We've all heard about the two children who drowned in the Grande Ronde River last week. What we haven't heard, at least officially, is whether or not the victims were wearing PFDs, although witnesses have said they were not. 

The authorities owe it to the boating community to provide the full details, because we need to know. It reflects on the way we do things on our trips, and it reflects on the way people look at our sport.

Nobody wants to add to the pain the family is already going through. But think about it. The facts are neutral. The facts are simply what happened. 

Sure, the Menendez brothers are orphans. And the father of the Grande Ronde victims feels terrible. But neither of those things are the point. The point is what what they did.

For all of you in other states, Oregon does have a law that requires all children up to age 12 to wear an approved, properly fitted and fastened PFD in any open boat on any body of water. If these boys were not wearing PFDs, the responsible adult has violated the law.


----------



## mikepart (Jul 7, 2009)

Someone already has said it. Over on the thread dedicated to this tragedy. You know, the one where you posted a link yesterday to AW with the answer to your own question.

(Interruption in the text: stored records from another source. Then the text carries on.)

PR #14567, opened 2025-07-16
[o365] Stricter enforcement of maximum age limits

chrisberkhout:
## Proposed commit message

```
[o365] Stricter enforcement of maximum age limits

In order to avoid requesting data more than 7 days old:

- When calculating the start of the allowed time range, use `now()` (a
  function that returns the current time) rather than `now` (which is
  the time the current CEL evaluation began), as the latter will become
  too old if a singe CEL evaluation runs for more than a few minutes.

- Make the `167h55m`  limit used throughout the CEL expression
  configurable, in the advanced settings, so that it can be shortened if
  necessary.

This integration's CEL expression is one that may run for a long time.
For each of a list of content types it will register a subscription,
list data and fetch data, and this has been observed to take many
minutes.
```

## Checklist

### DIFF
--- a/packages/o365/data_stream/audit/manifest.yml
+++ b/packages/o365/data_stream/audit/manifest.yml
@@ -69,7 +69,7 @@ streams:
       - name: initial_interval
         type: text
         title: Initial Interval
-        description: Initial interval for the first API call. Default starts fetching events from 167h55m, i.e., 7 days ago, and can not go further back than that. Supports following suffixes - "h" (hour), "m" (minute), "s" (second), "ms" (millisecond), "us" (microsecond), and "ns" (nanosecond)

If these kids were not wearing PFDs or thermal gear (and it sounds like they were not), then I don't think there is any debate as to whether the father was taking an unacceptable level of risk with his children. 



That being said, I can't imagine what that man is going through right now. In fact, just trying to imagine it chokes me up a bit, and not having been there in his shoes, I am not prepared to pass judgement on him.


----------



## wshutt (Jun 20, 2013)

I think many of us are struggling with this. No, I can't imagine what the father must be going through; it is sad beyond belief. Would've, should've, could've won't change anything there. 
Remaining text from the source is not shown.